Blackwater, the Norfolk smallholding he purchased in 2012 largely on the proceeds of his book Birds and People, is portrayed in affectionate detail in the opening chapter, and it is of course from a distinctly Norfolk vantage point that Cocker wrote Crow Country, which was shortlisted for the Samuel Johnson Prize in 2008 and won the New Angle Prize for Literature in 2009.

As he has developed in maturity as a nature writer, he has also witnessed, over the years, the continuing degradation of the British countryside, a reduction in bio- diversity, habitat loss, species decline, the impacts of climate change and, recently, news of a global collapse in insect numbers. Cocker reads each new volume of the State of Nature Report avidly and it proves sobering reading to anyone who cares about our country’s wildlife; Britain is now the twenty-eighth most denatured country in the world.

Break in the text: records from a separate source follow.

PR #625, opened 2023-02-07
Fix integration tests for existed resources

Elsie4ever:
Fix integration tests when the pytest.ini have stated exist resource
Issue found and fixed:
image
pipeline build: https://dev.azure.com/azureiotdevxp/aziotcli/_build/results?buildId=7614&view=results
---

### General Guidelines

Intent for Production

Basic expectations


azext_iot/tests/iothub/devices/test_iot_edge_devices_create_int.py
```diff
@@ -275,12 +275,6 @@ def _validate_results(
         cert_auth: bool = False,
         custom_device_template: bool = False,
     ):
-        # get all devices in hub
-        device_list = self.cmd(
-            f"iot hub device-identity list -n {self.entity_name} -g {self.entity_rg}"
-        ).get_output_in_json()
-        # make sure all devices were created
-        assert len(device_list) == len(devices)
```
c-ryan-k, line 283: This is a vital part of the test - essentially, if I pass a config file with 6 devices, I need to ensure that 6 devices were created after running the test.

If you're trying to run this same test multiple times on an existing hub, we may need to add a "delete all devices" step before it (or after, as part of cleanup) - but I don't think the solution should be to remove this assertion / test validation.

c-ryan-k (changes requested):
I see a few places in this PR that remove checks for ensuring hubs/resources are in a clean state (no devices, no configs, etc) before continuing - or as part of the test itself.

I think, instead of allowing existing resources to have old devices and configs, if we use an existing resource - we should add a task to clean it as part of test setup (remove all devices, remove all configs, etc).

Otherwise this can lead to stray / orphaned devices and configs building up on existing resources.

azext_iot/tests/iothub/devices/test_iot_edge_devices_create_int.py
Elsie4ever: thanks @c-ryan-k, you are right I deleted the length check since for existed hub, there might already be some devices so the length will not be equaled, and also I thought the code below seems like it's also checking that all devices are created successfully:
`device = self.cmd(
                f"iot hub device-identity show -d {device_id} -n {self.entity_name} -g {self.entity_rg}"
            ).get_output_in_json()` 
`assert device`

I'm thinking a way to not touch the original hub state and also able to check the length, how about save the device initial state for the hub and check here using something like `assert len(device_list) - len(original_device_list) == len(devices)`?😀

vilit1: I would also recommend looking at how the dt tests handle multiple dt instances. They keep track of all the dt instances created during a test run and in the end delete all of them

This may or may not be necessary for devices, modules, etc. (Think about what happens if you let the test run fully, cancel mid test, etc)

azext_iot/tests/deviceupdate/conftest.py
```diff
@@ -308,6 +309,25 @@ def _iothub_provisioner(request) -> Optional[dict]:
         if desired_instance_count:
             hub_id_map = {}
             hub_names = []
+
+            # Assign Data Contributor role to resource group if it does not exist
+            account = cli.invoke("account show").as_json()
+            scope_id = "/subscriptions/{}/resourceGroups/{}".format(
```
vilit1, line 315: 1. Should we be lazy and do this for all services? For other tests, we assign permissions one by one but if we can just add all the permissions needed to the rg and not worry about them after, it would be faster. 

But this idea is also a bad security practice and may end up with extra assignments that are not cleaned up in the end

2. Should we try to clean up resource permission assignments - as you got permission for x for a test, do we want to remove it post test? This sounds very annoying though.

@c-ryan-k  thoughts?

azext_iot/tests/iothub/__init__.py
```diff
@@ -94,31 +96,38 @@ def __init__(self, test_scenario, add_data_contributor=True):
...
+                    self._add_data_contributor(target_hub)
 
-                    if tries == MAX_RBAC_ASSIGNMENT_TRIES:
-                        raise Exception(
-                            "Reached max ({}) number of tries to assign RBAC role. Please re-run the test later "
-                            "or with more max number of tries.".format(MAX_RBAC_ASSIGNMENT_TRIES)
-                        )
+        else:
+            # when the hub instance is existed, make sure to add data contributor role
+            account = self.cmd("account show").get_output_in_json()
```
vilit1, line 103: why not make the _add_data_contributor handle this role assignment part too?

azext_iot/tests/iothub/__init__.py
```diff
@@ -130,41 +139,74 @@ def __init__(self, test_scenario, add_data_contributor=True):
...
                 self.cmd(
-                    "iot hub device-identity delete -d {} -n {} -g {}".format(
-                        device, self.entity_name, self.entity_rg
+                    "iot hub device-identity delete -d {} --login {}".format(
+                        device, self.connection_string
                     ),
                     checks=self.is_empty(),
                 )
 
+            for device in device_ids:
```
vilit1, line 181: why pop the first device if you are going to iterate anyways?

azext_iot/tests/iothub/__init__.py
```diff
@@ -94,31 +96,38 @@ def __init__(self, test_scenario, add_data_contributor=True):
...
+                'role assignment list --assignee "{}" --scope "{}" --role "{}"'.format(
+                    user["name"], target_hub["id"], USER_ROLE
+                )
+            ).get_output_in_json()
+
+            if len(role_assignments) == 0:
+                self._add_data_contributor(target_hub)
+
+            # Note down current devices and configs so they can be excluded from tear down when tests are done
+            self.original_device_list.extend(d["deviceId"] for d in self.cmd(
```
vilit1, line 120: In a real life test scenario you would want to also make sure that none of the new devices, deployments, etc would share a name with the current devices, deployments, etc 

But this is **very** unlikely since the generated ids for the devices should end up being different enough. So I would not mind if you skip this.

azext_iot/tests/iothub/__init__.py
```diff
@@ -94,31 +96,38 @@ def __init__(self, test_scenario, add_data_contributor=True):
...
+                f"iot hub device-twin list -n {self.entity_name} -g {self.entity_rg}"
+            ).get_output_in_json())
+
+            self.original_config_list.extend(c["id"] for c in self.cmd(
+                f"iot edge deployment list -n {self.entity_name} -g {self.entity_rg}"
+            ).get_output_in_json())
+
+            self.original_config_list.extend(c["id"] for c in self.cmd(
```
vilit1, line 128: does `iot hub configuration list` include configs and deployments or only adm configs?

azext_iot/tests/iothub/__init__.py
```diff
@@ -130,41 +139,74 @@ def __init__(self, test_scenario, add_data_contributor=True):
...
+            sleep(10)
 
-            for device in device_ids:
+        if tries == MAX_RBAC_ASSIGNMENT_TRIES:
+            raise Exception(
+                "Reached max ({}) number of tries to assign RBAC role. Please re-run the test later "
+                "or with more max number of tries.".format(MAX_RBAC_ASSIGNMENT_TRIES)
+            )
+
+    def clean_up(self, device_ids: List[str] = None, config_ids: List[str] = None):
```
vilit1, line 169: you should not need to keep track of created devices and original devices during the test. Pick one and then use the list commands to get all devices and you can figure out the other half from there.

azext_iot/tests/iothub/certificate/test_iothub_certificate_root_authority_int.py
```diff
@@ -9,23 +9,41 @@
...
+        super(TestIotHubCertificateRoot, self).tearDown()
+
+    def test_certificate_root(self):
+        authority = self.cmd(
+            f"iot hub certificate root-authority show -n {self.entity_name} -g {self.entity_rg}"
+        ).get_output_in_json()
+
+        self.original_enableRootCertificateV2 = authority["enableRootCertificateV2"]
+
+        if authority["enableRootCertificateV2"] is False:
```
vilit1, line 31: nit: you can do 
if not authority["enableRootCertificateV2"]:

azext_iot/tests/iothub/certificate/test_iothub_certificate_root_authority_int.py
```diff
@@ -9,23 +9,41 @@
 
 class TestIotHubCertificateRoot(IoTLiveScenarioTest):
     def __init__(self, test_case):
+        self.original_enableRootCertificateV2 = False
```
vilit1, line 12: so if the test is canceled/failed before the first show, the teardown will try to change the hub to v1 no matter if it was v1 or v2.

something I use is hasattr to check if an attribute exists for an object. This could solve the issue.

azext_iot/tests/iothub/configurations/test_iot_config_int.py
```diff
@@ -480,11 +480,12 @@ def test_edge_deployments(self):
             )
 
             config_list_check = [
-                self.check("length([*])", config_count),
                 self.exists("[?id=='{}']".format(config_ids[0])),
```
vilit1, line 483: why get rid of the length check?

azext_iot/tests/iothub/__init__.py
Elsie4ever: good point, how about I do check when generating new device id to make it's not repetitive to the old(existed device) names? Also, this kind of come back to @c-ryan-k's suggestion, should we clean up the devices for existed resource before running these tests?

azext_iot/tests/iothub/__init__.py
Elsie4ever: this was the original code actually, not sure why it shows that I added it, probably because I moved the line?

azext_iot/tests/iothub/certificate/test_iothub_certificate_root_authority_int.py
Elsie4ever: oh thanks! will try it out!

azext_iot/tests/iothub/certificate/test_iothub_certificate_root_authority_int.py
Elsie4ever: got it!

azext_iot/tests/iothub/__init__.py
vilit1: What do you think? First decide if the hub should be cleaned or not: Do you think if you give a hub, it should be cleaned before it is used (will help with weirdness, like lets say you have a config that would affect every device; the test resource is a test resource so it should not contain anything that you want to always keep) or should the current dataplane be kept (maybe you want to test out how that config would react with newly created devices in the test; maybe you are proud of your 10k device hub)?

azext_iot/tests/iothub/core/test_iot_messaging_int.py
```diff
@@ -42,6 +42,12 @@ def tearDown(self):
                 except OSError as e:
                     logger.error(f"Failed to remove {cert}. {e}")
 
+        self.cmd(
```
vilit1, line 45: root isnt that unique for a cert name so I can see conflicts here. This would entail either wiping the hub before hand (and not caring about old certs) or changing the root name to be some generic id (that would require finding what test makes it and changing that too)

azext_iot/tests/iothub/core/test_iothub_utilities_int.py
```diff
@@ -137,13 +137,13 @@ def test_iothub_connection_string_show(self):
...
+            devices = self.cmd(
                 self.set_cmd_auth_type(
                     f'iot hub query --hub-name {self.entity_name} -q "select * from devices"',
                     auth_type=auth_phase,
-                ),
-                checks=[self.check("length([*])", 0)],
-            )
+                )
+            ).get_output_in_json()
+            assert len(devices) >= 0
```
vilit1, line 146: I would prefer the length of devices to be something more concrete rather than >= 0 because the length of any list will always be >= 0

azext_iot/tests/iothub/core/test_iothub_storage_int.py
```diff
@@ -29,13 +29,15 @@
 JOB_POLL_MAX_ATTEMPTS = 3
 SETUP_SLEEP_INTERVAL = 10
 IDENTITY_SLEEP_INTERVAL = 60
+REMOVE_HUB_STORAGE_CONNECTION = False
```
vilit1, line 32: do you use this anywhere?

Elsie4ever: yeah I did in the same file, is github showing weird again?😥 it's here to track if I should remove storage connection at the teardown

azext_iot/tests/iothub/__init__.py
Elsie4ever: only configs, what is "adm" stands for? deployment management?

Speaking for a good hour without notes but with irrepressible energy and passion, Cocker’s presentation covered a country mile of anecdotes, strongly held opinions and acute analysis of the state of Britain’s wildlife today. He explained the origins of nature conservation in this country and outlined what he terms ‘The Great Divide’, the severance of landscape conservation and nature protection. He observed that some nature organisations, (notably The National Trust) have an anthropocentric viewpoint whereas others (such as the RSPB) ask what the organisation can do for nature. This anthropocentric stance is widespread and explains how, for example, money flooded in when the Cathedral of Notre Dame was ravaged by fire but not to help the Amazon recover from its recent devastating fires.

Cocker outlines the pioneering 19th century work of Octavia Hill and her original ‘The Commons and Gardens Trust’ which became, in time, The National Trust. But he points out that it was not until about 70 years ago, after the end of the Second World War, that state conservation began in Britain. This was significantly later than in North America where the Yellowstone National Park was founded in the 1870s.

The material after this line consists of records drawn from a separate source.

PR #626, opened 2023-02-07
Update Responses to use 0.22.0

vilit1:
Update to pin responses to the newest 0.22.0. Only tests were updated.

The biggest change is that now 500 return a different error - msrest.exceptions.ClientRequestError. This is similar to what the service returns for a hub with a non working dataplane.

Query has also been changed: if you have a 500 response with a next link, the responses package will go to the next page rather than failing right away. Tests have been updated to reflect this.

Note that 0.21.0 is skipped because the 500's return urllib3.exceptions.MaxRetryError

---

### General Guidelines

Intent for Production

Basic expectations

### DIFF
--- a/azext_iot/tests/digitaltwins/test_dt_twin_unit.py
+++ b/azext_iot/tests/digitaltwins/test_dt_twin_unit.py
@@ -11,7 +11,7 @@ import json
 from knack.cli import CLIError
 from azext_iot.digitaltwins import commands_twins as subject
 from msrest.paging import Paged
-from urllib3.exceptions import MaxRetryError
+from msrest.exceptions import ClientRequestError
 from azext_iot.tests.digitaltwins.dt_helpers import (
     etag,
     generate_generic_id,
@@ -245,7 +245,7 @@ class TestTwinCreateTwin(object):
         yield mocked_response
 
     def test_create_twin_error(self, fixture_cmd, service_client_error):
-        with pytest.raises((CLIError, MaxRetryError)) as e:
+        with pytest.raises((CLIError, ClientRequestError)) as e:
             subject.create_twin(
                 cmd=fixture_cmd,
                 name_or_hostname=hostname,
@@ -254,7 +254,7 @@ class TestTwinCreateTwin(object):
                 properties=None
             )
         if service_client_error.calls[0].response.status_code == 500:
-            assert isinstance(e.value, MaxRetryError)
+            assert isinstance(e.value, ClientRequestError)
         else:
             assert isinstance(e.value, CLIError)
 
@@ -309,7 +309,7 @@ class TestTwinShowTwin(object):
         [None, resource_group]
     )
     def test_show_twin_error(self, fixture_cmd, service_client_error, resource_group_name):
-        with pytest.raises((CLIError, MaxRetryError)) as e:
+        with pytest.raises((CLIError, ClientRequestError)) as e:
             subject.show_twin(
                 cmd=fixture_cmd,
                 name_or_hostname=hostname,
@@ -317,7 +317,7 @@ class TestTwinShowTwin(object):
                 resource_group_name=resource_group_name
             )
         if service_client_error.calls[0].response.status_code == 500:
-            assert isinstance(e.value, MaxRetryError)
+            assert isinstance(e.value, ClientRequestError)
         else:
             assert isinstance(e.value, CLIError)
 
@@ -424,7 +424,7 @@ class TestTwinUpdateTwin(object):
         yield mocked_response
 
     def test_update_twin_error(self, fixture_cmd, service_client_error):
-        with pytest.raises((CLIError, MaxRetryError)) as e:
+        with pytest.raises((CLIError, ClientRequestError)) as e:
             subject.update_twin(
                 cmd=fixture_cmd,
                 name_or_hostname=hostname,
@@ -436,7 +436,7 @@ class TestTwinUpdateTwin(object):
         status_codes = [call.response.status_code for call in service_client_error.calls]
         # Retries 5 times
         if status_codes == [202] + [500] * 5:
-            assert isinstance(e.value, MaxRetryError)
+            assert isinstance(e.value, ClientRequestError)
         else:
             assert isinstance(e.value, CLIError)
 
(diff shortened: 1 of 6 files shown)


azext_iot/tests/digitaltwins/test_dt_twin_unit.py
```diff
@@ -420,6 +433,12 @@ def test_update_twin_error(self, fixture_cmd, service_client_error):
                 resource_group_name=None,
                 etag=None
             )
+        status_codes = [call.response.status_code for call in service_client_error.calls]
+        # Retries 5 times
```
digimaun, line 437: What about having the service_client_error fixture patch the service client so it doesn't retry?

azext_iot/tests/digitaltwins/test_dt_twin_unit.py
```diff
@@ -168,6 +169,10 @@ def test_query_twins_error(self, fixture_cmd, service_client_error):
                 show_cost=False,
                 resource_group_name=None
             )
+            # For some reason the new responses pkg doesnt fail on the first 500...
+            status_codes = [call.response.status_code for call in service_client_error.calls]
+            assert status_codes == [500, 200]
+            raise CLIError()
```
digimaun, line 175: Does the service_client_error fixture need to be constructed in a different way with the new version? It is suspicious to have to raise CLIError in the test to fulfill what the application logic is supposed to throw.

azext_iot/tests/iothub/configurations/test_iot_config_unit.py
```diff
@@ -902,10 +903,14 @@ def test_config_list_invalid_args(self, fixture_cmd, top):
 
     def test_config_list_error(self, fixture_cmd, service_client_generic_errors):
         service_client_generic_errors.assert_all_requests_are_fired = False
-        with pytest.raises(CLIError):
+        with pytest.raises((CLIError, ClientRequestError)) as e:
```
digimaun, line 906: The error tests need to assert what the application logic will throw rather than the service client unless the command logic does not catch the error, why would a new responses version change that?

vilit1: The ClientRequestError is not caught by the command logic and this seems to align with my testing with a broken IoT Hub.

azext_iot/tests/digitaltwins/test_dt_twin_unit.py
vilit1: This is for the test case that has the first request as a 500 (with a next link) and the second request as a 200 (from the next link). The result is that the command succeeds even though there is a 500.

I cannot test this in a real service...

azext_iot/tests/digitaltwins/test_dt_twin_unit.py
vilit1: In a real service call, a 500 ends with the retries so this is closer to a real life situation. Plus the retries in the unit test are still very fast.

digimaun: Why is it not consistent where all other service_client_error based unit tests don't require this same setup for retries? And why does updating responses necessitate this?

vilit1: hmm ok let me look through the other retries and update them so the tests look for the retry calls

azext_iot/tests/digitaltwins/test_dt_twin_unit.py
digimaun: Raising a CLIError in the test code that is supposed to validate the application code raises CLIError is wrong and not testing what its supposed to.

Looking at the respective digitaltwins client operation, if the response status code is not 200 it should raise models.ErrorResponseException.

image

You don't need a real service to test this flow, and at a minimum, one can change the status code of the response in a breakpoint before the response is inspected in further logic.

azext_iot/tests/iothub/configurations/test_iot_config_unit.py
digimaun: The client is supposed to throw a `CloudError` if the response is not 200

image

And that is what the command handler is expecting

image

azext_iot/tests/digitaltwins/test_dt_twin_unit.py
vilit1: The issue is that the code skips over the 500 (since there is a next link) and thus the final response status code is 200. So the case where the first link is a 500 with a next link to a 200 doesn't throw an error but succeeds...

Example:
`pytest azext_iot/tests/digitaltwins/test_dt_twin_unit.py::TestTwinQueryTwins::test_query_twins_error[service_client_error2]`

pdb prints:
image

vilit1: But I do understand that raising a CLIError in this case is very weird since the code does not error. My other suggestion is to remove this test case.

digimaun: I don't see how the code skips over the 500, when a 500 will interrupt page accumulation that happens with `accumulate_result`.

When I run the same test (with responses 0.20.0)

Right before the first API call (notice I have 2 break points here, before and after the call)

image


After getting the first response by the digitaltwins client
image

It's a 500 so raise models.ErrorResponseException ....I will continue the debugger from here to the next breakpoint
image

The next breakpoint is the one that wraps accumulate result and uses `handle_service_exception` to throw something derived from CLIError.
image

Which passes the existing test definition.

image

azext_iot/tests/digitaltwins/test_dt_twin_unit.py
digimaun: It's more about understanding the why this behavior in _this responses version_ before applying it everywhere.

azext_iot/tests/iothub/configurations/test_iot_config_unit.py
vilit1: The line above - aka the 273 response, now throws the error for a maxretry (500) service error

So the code never gets to checking the response.status_code and the error is not caught by our handle_service_exception

digimaun: now implying in responses 0.22.0 where it works as expected in 0.20.0

vilit1:
Closing this since I found a better way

He marvelled at the wondrous interconnectedness of things: how humans fundamentally depend on nature for the stuff of life (e.g. for bacteria, food, wood, medicines) yet we often appear to distance ourselves from nature, as if we could survive distinctly from it. In Cocker’s view, nature is also central to human creativity, as well as to our mental and even spiritual well being.

Asked by an audience member what we can do to combat complacency about the ongoing decline of Britain’s wildlife, Cocker said the most significant thing we can do is to improve education, that we should educate young people about our relationship with the natural world before it is too late.

Our Place: Can We Save Britain’s Wildlife Before It Is Too Late? (2018) is published by Jonathan Cape.